Security Challenges In Mozambique Channel


Groups on the “Swahili Coast” started the Mozambique Channel insurgency in 2017. The revolution now includes not less than 800 separate attacks across Mozambique, especially Northern Mozambique. The attacks have resulted in at least 2600 fatalities while other 600,000 individuals are now displaced.
The importance of this strategic region for maritime security and traffic
By mid 19th century, the Mozambique Channel had for decades played a central role in the trade between the Western world, East Asia, and also within the Indian Ocean. Yet an international naval response was necessary to prevent illegal traffic and safeguard channel trade, a similar scenario we see today.
The Mozambique Channel has been a significant route for shipping in Eastern Africa. The Channel receives every major river in Madagascar. It also features the ports of Toliary and Mahajanga on its coast. The ports of Beira, Mozambique, and Maputo and the Zambezi River’s mouth are also along the opposite shore of the Mozambique Channel.
The current maritime security situation
The ongoing rebellion in northern Mozambique has led to multiple maritime security concerns in the Mozambique Channel, a primary transit course for the marine traffic in the Indian Ocean’s arm. For instance, March 2021 was a period that saw a sour struggle for the port of Palma, reinforcing concerns about maritime security between Madagascar and the Mozambique coast. Today, the Mozambique Channel is already experiencing limited local maritime-security capacity.
Piracy, illegal fishing, and other reasons for insecurities in the Mozambique Channel
Several factors contribute to the Mozambique Channel insecurities, like the significant energy development projects of offshore gas fields near the Cabo Delgado Province’s coast. In August 2020, the militants’ capture of the port of Mocimboa da Praia led to an escalation of the insurgency in Mozambique.
This insecurity led to the disruption of the enormous gas projects due to the weak maritime security along the Channel. This has also opened prospects for terror groups to fund and expand their operations, leaving essential coastal lines susceptible to naval threats.

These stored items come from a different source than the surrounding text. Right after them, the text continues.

PR #8339, opened 2026-09-12
Enhance DatabaseJoin with SQL parameter support

beatum:
### Database Join now supports named placeholders in SQL using:

```
?{fieldName}
```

Since 2017, drug trafficking along the Mozambique Channel has been another threat in the region while drug traffickers were using the Channel as a trade route to smuggle heroin to Mozambique from Afghanistan.
Additionally, the East African coast faces many challenges concerning illegal fishing and piracy that have thrived in the region for decades now. Piracy concerns led Mozambique to allow other countries, like the South African Navy, to offer security assistance.
The international engagement in the area
So far, the Mozambican armed forces seem to be overwhelmed as far as restoring order in the country is concerned, despite receiving reinforcements from several security contractors before. Instead, the insurgency appears to steadily grow in ambition and proficiency, creating a growing appreciation of the maritime aspects of the security situation. The results have been detrimental as the latest developments have led Total, the French energy company, to freeze work on its Mozambique high-cost liquefied natural gas venture.
When it comes to international responses, Portugal has committed itself to station 60 soldiers to train local Special Forces. On the other side, France has areas off the East African coast, the Mayotte and Reunion, and several other Indian Ocean territories.
The European Union (EU) has not been left behind as it keeps focusing its counter-piracy naval function on the Somalian coast with the Atalanta operation. But it now routinely consists of less than two naval assets, a situation that, together with the overall EU reluctance to more deeply involve themselves in the Mozambique state of affairs, has led to low likelihoods of extending the naval operation south to the Mozambique Channel.
The United States of America have also involved itself in the Mozambique Channel’s regional maritime capacity-building attempts. Recently, the U.S announced a mission to offer the Mozambique marines military training to enhance the local armed forces’ ability to battle the insurgency.
And after a technical mission dispatch, reports claim that the South African Development Community nations are thinking of stationing around 3000 troops to neutralize the insurgency. But implementing such a plan may not be that easy.
The notion of an emerging maritime security Hotspot
Today, the Mozambique Channel waters are becoming a primary new security hotspot throughout the Indian Ocean. Islamist groups have insurrected in Northern Mozambique, leading to an increased disruption in the Channel. And the Mozambique government seems to be powerless in suppressing the insurgence altogether.
The idea of this emerging maritime security hotspot has called for European partners and the Quad nations to help contain the situation before stepping of other factors into the vacuum. The Mozambique insurgency is currently threatening security throughout the Mozambique Channel, the 1000-nm long watercourse separating East Africa and Madagascar. Approximately 30% of the global tanker traffic passes here, and the region hosts some of the largest gas reserves.